The factories and companies that are quietly succeeding today aren’t always the ones with the flashiest technology. They’re the ones that refused to build walls around what could be possible.

That one used to confuse me. Planning for tomorrow sounds responsible, doesn’t it? But my father would shake his head and say that if you’re only planning for tomorrow, you’re already behind.

In the offsite world, “tomorrow planning” shows up as short-term thinking disguised as strategy. It’s filling the production line for the next few months without knowing what comes after. It’s reacting to labor shortages instead of building a workforce pipeline. It’s chasing whatever project comes in the door rather than defining the kind of work you want to become known for.

Planning for tomorrow keeps the lights on. But it rarely builds a future.

What my father really believed was that success comes from having a clear picture of where you want to be—not next week, not next quarter, but several years down the road—and then making decisions today that move you in that direction.

For offsite factories, that kind of thinking changes everything.

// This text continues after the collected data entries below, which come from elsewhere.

PR #210, opened 2018-08-14
UTY-934: Refactor SpatialOSBehaviourManager and -Library

MPeti01:

-------

#### Description
Refactor pass over the activation part of the MonoBehaviour workflow. Slight restructuring, renaming, fixing small issues.

Commits mostly logical pieces of work, except the first commit (split ReaderWriterStore out) should only be considered together with the later commit ("fixed ReaderWriterStore being completely broken"...).

Changes in summary:

- The SpatialOSBehaviourManager was doing two things: managing activation and storing the Readers/Writers. This was split in two with appropriate, meaningful names for each (ReaderWriterStore, MonoBehaviourActivationManager).
  - First there was one ReaderWriterStore created in total, and no per-entity bookkeeping, which clearly can't work since updates/etc should go to readers on that particular entity... This was fixed in the later commit.
- Renamed SpatialOSBehaviourLibrary to ReaderWriterInjector. This is the best we could think of with Firtina, but we're open for any better suggestions! (The class uses reflection to find fields with [Require] tags given a MonoBehaviour type, caching the info about the field, and performs the actual injection using that info.)
- Noticed that we were using a List to store ActivationManagers and removing from that list in O(N) time when an Entity is removed from the worker. Removed that list and instead iterating over entries in the Entity index -> ActivationManager map.

#### Tests
Unit tests still pass, Playground still works.
#### Documentation
N/A
#### Primary reviewers
@firtina-improbable @jamiebrynes7

### DIFF
--- a/code_generator/GdkCodeGenerator/Templates/UnityGameObjectComponentDispatcherGenerator.tt
+++ b/code_generator/GdkCodeGenerator/Templates/UnityGameObjectComponentDispatcherGenerator.tt
@@ -59,7 +59,7 @@ namespace <#= qualifiedNamespace #>
 
             private const uint componentId = <#= unityComponentDefinition.Id #>;
 
-            public override void InvokeOnAddComponentLifecycleMethods(Dictionary<int, MonoBehaviourActivationManager> entityIndexToManagers)
+            public override void MarkComponentsAddedForActivation(Dictionary<int, MonoBehaviourActivationManager> entityIndexToManagers)
             {
                 var entities = ComponentAddedComponentGroup.GetEntityArray();
                 for (var i = 0; i < entities.Length; i++)
@@ -69,7 +69,7 @@ namespace <#= qualifiedNamespace #>
                 }
             }
 
-            public override void InvokeOnRemoveComponentLifecycleMethods(Dictionary<int, MonoBehaviourActivationManager> entityIndexToManagers)
+            public override void MarkComponentsRemovedForDeactivation(Dictionary<int, MonoBehaviourActivationManager> entityIndexToManagers)
             {
                 var entities = ComponentRemovedComponentGroup.GetEntityArray();
                 for (var i = 0; i < entities.Length; i++)
@@ -79,7 +79,7 @@ namespace <#= qualifiedNamespace #>
                 }
             }
 
-            public override void InvokeOnAuthorityChangeLifecycleMethods(Dictionary<int, MonoBehaviourActivationManager> entityIndexToManagers)
+            public override void MarkAuthorityChangesForActivation(Dictionary<int, MonoBehaviourActivationManager> entityIndexToManagers)
             {
                 var authoritiesChangedTags = AuthoritiesChangedComponentGroup.GetComponentArray<AuthoritiesChanged<<#= componentDetails.TypeName #>>>();
                 var entities = AuthoritiesChangedComponentGroup.GetEntityArray();
--- a/code_generator/GdkCodeGenerator/Templates/UnityGameObjectComponentDispatcherGenerator.tt
+++ b/code_generator/GdkCodeGenerator/Templates/UnityGameObjectComponentDispatcherGenerator.tt
@@ -62,16 +62,16 @@ namespace <#= qualifiedNamespace #>
                 return <#= unityComponentDefinition.Id #>;
             }
 
-            public override void InvokeOnAuthorityChangeLifecycleCallbacks(Dictionary<int, SpatialOSBehaviourManager> entityIndexToManagers)
+            public override void InvokeOnAuthorityChangeLifecycleCallbacks(Dictionary<int, MonoBehaviourActivationManager> entityIndexToManagers)
             {
                 var authoritiesChangedTags = AuthoritiesChangedComponentGroup.GetComponentArray<AuthoritiesChanged<<#= componentDetails.TypeName #>>>();
                 var entities = AuthoritiesChangedComponentGroup.GetEntityArray();
                 for (var i = 0; i < entities.Length; i++)
                 {
-                    var spatialOSBehaviourManager = entityIndexToManagers[entities[i].Index];
+                    var activationManager = entityIndexToManagers[entities[i].Index];
                     for (var j = 0; j < authoritiesChangedTags[i].Buffer.Count; j++)
                     {
-                        spatialOSBehaviourManager.ChangeAuthority(<#= unityComponentDefinition.Id #>, authoritiesChangedTags[i].Buffer[j]);
+                        activationManager.ChangeAuthority(<#= unityComponentDefinition.Id #>, authoritiesChangedTags[i].Buffer[j]);
                     }
                 }
             }
--- a/code_generator/GdkCodeGenerator/Templates/UnityGameObjectComponentDispatcherGenerator.tt
+++ b/code_generator/GdkCodeGenerator/Templates/UnityGameObjectComponentDispatcherGenerator.tt
@@ -57,12 +57,29 @@ namespace <#= qualifiedNamespace #>
 <# } #>
             };
 
-            protected override uint GetComponentId()
+            private const uint componentId = <#= unityComponentDefinition.Id #>;
+
+            public override void InvokeOnAddComponentLifecycleMethods(Dictionary<int, MonoBehaviourActivationManager> entityIndexToManagers)
             {
-                return <#= unityComponentDefinition.Id #>;
+                var entities = ComponentAddedComponentGroup.GetEntityArray();
+                for (var i = 0; i < entities.Length; i++)
+                {
+                    var activationManager = entityIndexToManagers[entities[i].Index];
+                    activationManager.AddComponent(componentId);
+                }
             }
 
-            public override void InvokeOnAuthorityChangeLifecycleCallbacks(Dictionary<int, MonoBehaviourActivationManager> entityIndexToManagers)
+            public override void InvokeOnRemoveComponentLifecycleMethods(Dictionary<int, MonoBehaviourActivationManager> entityIndexToManagers)
+            {
+                var entities = ComponentRemovedComponentGroup.GetEntityArray();
+                for (var i = 0; i < entities.Length; i++)
+                {
+                    var activationManager = entityIndexToManagers[entities[i].Index];
+                    activationManager.RemoveComponent(componentId);
+                }
+            }
+
+            public override void InvokeOnAuthorityChangeLifecycleMethods(Dictionary<int, MonoBehaviourActivationManager> entityIndexToManagers)
             {
                 var authoritiesChangedTags = AuthoritiesChangedComponentGroup.GetComponentArray<AuthoritiesChanged<<#= componentDetails.TypeName #>>>();
                 var entities = AuthoritiesChangedComponentGroup.GetEntityArray();
@@ -71,26 +88,26 @@ namespace <#= qualifiedNamespace #>
                     var activationManager = entityIndexToManagers[entities[i].Index];
                     for (var j = 0; j < authoritiesChangedTags[i].Buffer.Count; j++)
                     {
-                        activationManager.ChangeAuthority(<#= unityComponentDefinition.Id #>, authoritiesChangedTags[i].Buffer[j]);
+                        activationManager.ChangeAuthority(componentId, authoritiesChangedTags[i].Buffer[j]);
                     }
                 }
             }
 
-            public override void InvokeOnComponentUpdateUserCallbacks(Dictionary<int, ReaderWriterStore> readerWriterStores)
+            public override void InvokeOnComponentUpdateCallbacks(Dictionary<int, ReaderWriterStore> entityIdToReaderWriterStore)
             {
 <# if (fieldDetailsList.Count > 0) { #>
                 var entities = ComponentsUpdatedComponentGroup.GetEntityArray();
                 var updateLists = ComponentsUpdatedComponentGroup.GetComponentArray<ComponentsUpdated<<#= componentDetails.TypeName #>.Update>>();
                 for (var i = 0; i < entities.Length; i++)
                 {
-                    var readerWriterStore = readerWriterStores[entities[i].Index];
-                    if (!readerWriterStore.TryGetReaderWritersForComponent(<#= unityComponentDefinition.Id #>, out var readers))
+                    var readerWriterStore = entityIdToReaderWriterStore[entities[i].Index];
+                    if (!readerWriterStore.TryGetReaderWritersForComponent(componentId, out var readers))
                     {
                         continue;
                     }
 
                     var updateList = updateLists[i];
-                    foreach (var reader in readers.OfType<<#= componentDetails.ComponentName #>.ReaderWriterImpl>())
+                    foreach (ReaderWriterImpl reader in readers)
                     {
                         foreach (var update in updateList.Buffer)
                         {
@@ -101,7 +118,7 @@ namespace <#= qualifiedNamespace #>
 <# } #>
             }
 
-            public override void InvokeOnEventUserCallbacks(Dictionary<int, ReaderWriterStore> readerWriterStores)
+            public override void InvokeOnEventCallbacks(Dictionary<int, ReaderWriterStore> entityIdToReaderWriterStore)
             {
 <# for (var j = 0; j < eventDetailsList.Count; j++) { #>
                 {
@@ -109,15 +126,15 @@ namespace <#= qualifiedNamespace #>
                     var eventLists = EventsReceivedComponentGroups[<#= j #>].GetComponentArray<EventsReceived<<#= eventDetailsList[j].EventName #>Event>>();
                     for (var i = 0; i < entities.Length; i++)
                     {
-                        var readerWriterStore = readerWriterStores[entities[i].Index];
-                        if (!readerWriterStore.TryGetReaderWritersForComponent(<#= unityComponentDefinition.Id #>, out var readers))
+                        var readerWriterStore = entityIdToReaderWriterStore[entities[i].Index];
+                        if (!readerWriterStore.TryGetReaderWritersForComponent(componentId, out var readers))
                         {
                             continue;
                         }
 
                         var eventList = eventLists[i];
 
-                        foreach (var reader in readers.OfType<<#= componentDetails.ComponentName #>.ReaderWriterImpl>())
+                        foreach (ReaderWriterImpl reader in readers)
                         {
                             foreach (var e in eventList.Buffer)
                             {
@@ -129,7 +146,7 @@ namespace <#= qualifiedNamespace #>
 <# } #>
             }
 
-            public override void InvokeOnCommandRequestUserCallbacks(Dictionary<int, ReaderWriterStore> readerWriterStores)
+            public override void InvokeOnCommandRequestCallbacks(Dictionary<int, ReaderWriterStore> entityIdToReaderWriterStore)
             {
 <# for (var j = 0; j < commandDetailsList.Count; j++) { #>
                 {
@@ -137,14 +154,14 @@ namespace <#= qualifiedNamespace #>
                     var commandLists = CommandRequestsComponentGroups[<#= j #>].GetComponentArray<CommandRequests<<#= commandDetailsList[j].CommandName #>.Request>>();
                     for (var i = 0; i < entities.Length; i++)
                     {
-                        var readerWriterStore = readerWriterStores[entities[i].Index];
-                        if (!readerWriterStore.TryGetReaderWritersForComponent(<#= unityComponentDefinition.Id #>, out var readers))
+                        var readerWriterStore = entityIdToReaderWriterStore[entities[i].Index];
+                        if (!readerWriterStore.TryGetReaderWritersForComponent(componentId, out var readers))
                         {
                             continue;
                         }
 
                         var commandList = commandLists[i];
-                        foreach (var reader in readers.OfType<<#= componentDetails.ComponentName #>.ReaderWriterImpl>())
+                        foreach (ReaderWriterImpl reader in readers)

It changes how you invest in equipment. Instead of asking, “Can we afford this now?” you start asking, “Will this position us where we want to be in three years?”

It changes how you approach customers. Instead of taking every project, you begin to shape a pipeline that aligns with your long-term strengths—whether that’s affordable housing, workforce housing, or high-end custom modular.

It changes how you think about people. Instead of filling positions, you start building leaders. You train for where the company is going, not just where it is.

And maybe most importantly, it changes how you handle risk. Because when you have a three-year vision, you’re less likely to panic when things don’t go exactly as planned in the short term.

These two sayings—don’t build walls around your imagination, and plan three years out—aren’t separate ideas. They depend on each other.

Imagination without planning becomes scattered and unfocused. Planning without imagination becomes rigid and outdated.

But when you combine them, something powerful happens.

You begin to imagine what your factory, your company, and even the industry itself could look like three years from now. And then you reverse-engineer your decisions to make that future possible.

That’s where real progress happens. Not in reacting to today’s problems, but in building toward tomorrow’s opportunities with intention.

If I had the chance to sit down with my father today, I’d tell him that his words didn’t just stick—they evolved. They’ve taken on new meaning in an industry that’s still trying to figure out what it wants to be when it grows up.

Offsite construction has all the tools it needs to reshape housing. Faster build times. Better quality control. Safer working environments. The ability to scale.

What it struggles with isn’t capability. It’s mindset.

Too many walls. Not enough imagination. Too much focus on tomorrow. Not enough vision for what comes next.

My father never saw a modular factory. He never walked a production line or sat in on a design coordination meeting. But I have no doubt he would have recognized the same patterns he dealt with decades ago.

Because industries change. Technology changes. But the way people think about opportunity, risk, and the future? That stays remarkably consistent.

The factories and leaders who will define the next chapter of offsite construction won’t be the ones waiting for the market to tell them what to do next. They’ll be the ones willing to tear down the invisible walls they’ve built around their own thinking and commit to a vision that stretches beyond the next project or production cycle. If you’re only planning for what’s coming through your doors today, you’re already falling behind someone who’s quietly building what their business will look like three years from now.